[[ Provided records open ]]
PR #1224, opened 2021-02-09
Implements Support for 'additionalField' Merging

iambmelt:
Impetus:
- https://identitydivision.visualstudio.com/Engineering/_workitems/edit/1221076

Summary:
- If writing an `Account` or `Credential`, combine any `addtionalField` properties into the object we're about to write
- Adds tests

### DIFF
--- a/common/src/main/java/com/microsoft/identity/common/internal/cache/SharedPreferencesAccountCredentialCache.java
+++ b/common/src/main/java/com/microsoft/identity/common/internal/cache/SharedPreferencesAccountCredentialCache.java
@@ -103,21 +103,37 @@ public class SharedPreferencesAccountCredentialCache extends AbstractAccountCred
     }
 
     @Override
-    public synchronized void saveAccount(@NonNull final AccountRecord account) {
+    public synchronized void saveAccount(@NonNull final AccountRecord accountToSave) {
         Logger.verbose(TAG, "Saving Account...");
-        Logger.verbose(TAG, "Account type: [" + account.getClass().getSimpleName() + "]");
-        final String cacheKey = mCacheValueDelegate.generateCacheKey(account);
+        Logger.verbose(TAG, "Account type: [" + accountToSave.getClass().getSimpleName() + "]");
+        final String cacheKey = mCacheValueDelegate.generateCacheKey(accountToSave);
         Logger.verbosePII(TAG, "Generated cache key: [" + cacheKey + "]");
-        final String cacheValue = mCacheValueDelegate.generateCacheValue(account);
+
+        // Perform any necessary field merging on the Account to save...
+        final AccountRecord existingAccount = getAccount(cacheKey);
+
+        if (null != existingAccount) {
+            accountToSave.mergeAdditionalFields(existingAccount);
+        }
+
+        final String cacheValue = mCacheValueDelegate.generateCacheValue(accountToSave);
         mSharedPreferencesFileManager.putString(cacheKey, cacheValue);
     }
 
     @Override
-    public synchronized void saveCredential(@NonNull Credential credential) {
+    public synchronized void saveCredential(@NonNull Credential credentialToSave) {
         Logger.verbose(TAG, "Saving credential...");
-        final String cacheKey = mCacheValueDelegate.generateCacheKey(credential);
+        final String cacheKey = mCacheValueDelegate.generateCacheKey(credentialToSave);
         Logger.verbosePII(TAG, "Generated cache key: [" + cacheKey + "]");
-        final String cacheValue = mCacheValueDelegate.generateCacheValue(credential);
+
+        // Perform any necessary field merging on the Credential to save...
+        final Credential existingCredential = getCredential(cacheKey);
+
+        if (null != existingCredential) {
+            credentialToSave.mergeAdditionalFields(existingCredential);
+        }
+
+        final String cacheValue = mCacheValueDelegate.generateCacheValue(credentialToSave);
         mSharedPreferencesFileManager.putString(cacheKey, cacheValue);
     }
 
--- a/common/src/main/java/com/microsoft/identity/common/internal/dto/AccountCredentialBase.java
+++ b/common/src/main/java/com/microsoft/identity/common/internal/dto/AccountCredentialBase.java
@@ -66,8 +66,15 @@ public abstract class AccountCredentialBase {
         }
 
         if (null != other.getAdditionalFields()) {
-            // TODO Ensure merging preserves the property we intend to write, and doesn't overwrite with a existing, possibly conflicting value
-            mAdditionalFields.putAll(other.getAdditionalFields());
+            for (Map.Entry<String, JsonElement> entry : other.getAdditionalFields().entrySet()) {
+                // Only add elements not present in the existing collection, so that old data
+                // does not overwrite new data...
+                if (mAdditionalFields.containsKey(entry.getKey())) {
+                    continue;
+                }
+
+                mAdditionalFields.put(entry.getKey(), entry.getValue());
+            }
         }
     }
 
--- a/common/src/main/java/com/microsoft/identity/common/internal/dto/AccountCredentialBase.java
+++ b/common/src/main/java/com/microsoft/identity/common/internal/dto/AccountCredentialBase.java
@@ -26,6 +26,7 @@ import androidx.annotation.NonNull;
 
 import com.google.gson.JsonElement;
 
+import java.util.Collections;
 import java.util.HashMap;
 import java.util.Map;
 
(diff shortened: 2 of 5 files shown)


common/src/main/java/com/microsoft/identity/common/internal/cache/SharedPreferencesAccountCredentialCache.java
```diff
@@ -103,21 +103,37 @@ public SharedPreferencesAccountCredentialCache(
...
         Logger.verbose(TAG, "Saving credential...");
-        final String cacheKey = mCacheValueDelegate.generateCacheKey(credential);
+        final String cacheKey = mCacheValueDelegate.generateCacheKey(credentialToSave);
         Logger.verbosePII(TAG, "Generated cache key: [" + cacheKey + "]");
-        final String cacheValue = mCacheValueDelegate.generateCacheValue(credential);
+
+        // Perform any necessary field merging on the Credential to save...
+        final Credential existingCredential = getCredential(cacheKey);
+
+        if (null != existingCredential) {
```
AdamBJohnsonx, line 132: Can we have this create a new copy of the credential rather than mutate it?

common/src/main/java/com/microsoft/identity/common/internal/dto/AccountCredentialBase.java
```diff
@@ -52,6 +54,21 @@ public void setAdditionalFields(Map<String, JsonElement> additionalFields) {
         mAdditionalFields = additionalFields;
     }
 
+    /**
+     * Adds the additionalFields of the input AccountCredentialBase to this instance.
+     *
+     * @param other The input AccountCredentialBase to merge with this instance.
+     */
+    public void mergeAdditionalFields(@NonNull final AccountCredentialBase other) {
+        if (null == mAdditionalFields) {
```
rpdome, line 63: mAdditionalFields is transient. Wouldn't it be ignored by the serializer?

rpdome: hmm never mind... seems like we're adding these field separately [here](https://github.com/AzureAD/microsoft-authentication-library-common-for-android/blob/868bb9884d5425691b90b68cbee49d5cd32c465a/common/src/main/java/com/microsoft/identity/common/internal/cache/CacheKeyValueDelegate.java#L125) before serialization (and after deserialization)

Do you know any reason why it's implemented this way?

iambmelt: It's implemented this way so that all arbitrary data is written like this:
```json
{
	"arbitrary_prop_1": "value",
	"arbitrary_prop_2": "another_value"
}
```

and not like this:
```json
{
	"mAdditionalFields": {
		"arbitrary_prop_1": "value",
		"arbitrary_prop_2": "another_value"
	}
}
```

common/src/main/java/com/microsoft/identity/common/internal/cache/SharedPreferencesAccountCredentialCache.java
iambmelt: I'd like to decline this suggestion: the cache doesn't know how to construct `Credentials` as they're an abstract type. Unless I'm mistaken, implementing the behavior you describe would requires adding clone(), copy constructors or a fair bit of code to inspect the type and reconstruct the instance of the subclass, copying all the relevant properties

common/src/main/java/com/microsoft/identity/common/internal/dto/AccountCredentialBase.java
```diff
@@ -52,6 +54,21 @@ public void setAdditionalFields(Map<String, JsonElement> additionalFields) {
...
+            mAdditionalFields = new HashMap<>();
+        }
+
+        if (null != other.getAdditionalFields()) {
+            mAdditionalFields.putAll(other.getAdditionalFields());
```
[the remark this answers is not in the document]
iambmelt: That's a good question, let me follow up on this and get back

common/src/main/java/com/microsoft/identity/common/internal/dto/AccountCredentialBase.java
```diff
@@ -52,6 +54,21 @@ public void setAdditionalFields(Map<String, JsonElement> additionalFields) {
...
     }
 
+    /**
+     * Adds the additionalFields of the input AccountCredentialBase to this instance.
+     *
+     * @param other The input AccountCredentialBase to merge with this instance.
+     */
+    public void mergeAdditionalFields(@NonNull final AccountCredentialBase other) {
+        if (null == mAdditionalFields) {
+            mAdditionalFields = new HashMap<>();
```
AdamBJohnsonx, line 64: If we're going to mutate this, this should really be a thread safe collection.

iambmelt: Good call out. I've pushed a change in 14a16c8d658b76089fae071c1398a1808749226b with the goal of being API back-compat friendly (method sigs don't change)

common/src/main/java/com/microsoft/identity/common/internal/dto/AccountCredentialBase.java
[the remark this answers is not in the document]
iambmelt: Confirmed: the data is currently only ever expected to be a string. The last value in should "win". I need to update the code to account for this and will add a test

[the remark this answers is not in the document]
AdamBJohnsonx: Oh, good.  Very good.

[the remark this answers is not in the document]
iambmelt: Added test in 0e7e35801a21e3d357106f90796050fb64045717

common/src/main/java/com/microsoft/identity/common/internal/cache/SharedPreferencesAccountCredentialCache.java
```diff
@@ -103,21 +103,37 @@ public SharedPreferencesAccountCredentialCache(
...
+        Logger.verbose(TAG, "Account type: [" + accountToSave.getClass().getSimpleName() + "]");
+        final String cacheKey = mCacheValueDelegate.generateCacheKey(accountToSave);
         Logger.verbosePII(TAG, "Generated cache key: [" + cacheKey + "]");
-        final String cacheValue = mCacheValueDelegate.generateCacheValue(account);
+
+        // Perform any necessary field merging on the Account to save...
+        final AccountRecord existingAccount = getAccount(cacheKey);
+
+        if (null != existingAccount) {
+            accountToSave.mergeAdditionalFields(existingAccount);
```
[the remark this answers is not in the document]
iambmelt: Although this is more straightforward to do with Accounts (as opposed to Credentials), I'm thinking I will decline this change so that Accounts & Credentials are merged/written using the same logic -- rationale for credentials provided [here](https://github.com/AzureAD/microsoft-authentication-library-common-for-android/pull/1224#discussion_r573143221). I appreciate the desirability of immutable state, though unless there's a compelling reason, I'm thinking leave as is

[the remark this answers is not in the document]
iambmelt: I'll resolve this issue, feel free to unresolve and/or submit proposed changes if you feel strongly about this

common/src/main/java/com/microsoft/identity/common/internal/cache/SharedPreferencesAccountCredentialCache.java
AdamBJohnsonx: Does the cacheValueDelegate thingy care about the actual type of the class?  It doesn't seem to.  The abstract class *could* just return an anonymous AccountCredentialBase that overrides that method.

common/src/main/java/com/microsoft/identity/common/internal/cache/SharedPreferencesAccountCredentialCache.java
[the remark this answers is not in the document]
AdamBJohnsonx: Yeah, this is too painful to fix.

AdamBJohnsonx (approved):

common/src/main/java/com/microsoft/identity/common/internal/cache/SharedPreferencesAccountCredentialCache.java
AdamBJohnsonx: OK, too painful.  We'd end up doing custom things to make this happen.  We talked offline, and I know I've seen this before in XML serialization.  In XML there was a lot of painful DOM manipulation to make these extra properties not just still present, but also stable (and comments, too) for all inheritors of a base class.  I want to say that we avoided this for JSON once upon a time by having the serializers gather all of the extra properties into a map on serialization using basically some GSON TypeAdapter trick in one case, and in the other we just treated all objects as generic key-value storage and only enforced typing on a per-key basis.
[[ Provided records closed ]]
● **Problem to work on**
If a line in the records above has the word "adding", copy it out.

● **Your solution**
rpdome: hmm never mind... seems like we're adding these field separately [here](https://github.com/AzureAD/microsoft-authentication-library-common-for-android/blob/868bb9884d5425691b90b68cbee49d5cd32c465a/common/src/main/java/com/microsoft/identity/common/internal/cache/CacheKeyValueDelegate.java#L125) before serialization (and after deserialization)
iambmelt: I'd like to decline this suggestion: the cache doesn't know how to construct `Credentials` as they're an abstract type. Unless I'm mistaken, implementing the behavior you describe would requires adding clone(), copy constructors or a fair bit of code to inspect the type and reconstruct the instance of the subclass, copying all the relevant properties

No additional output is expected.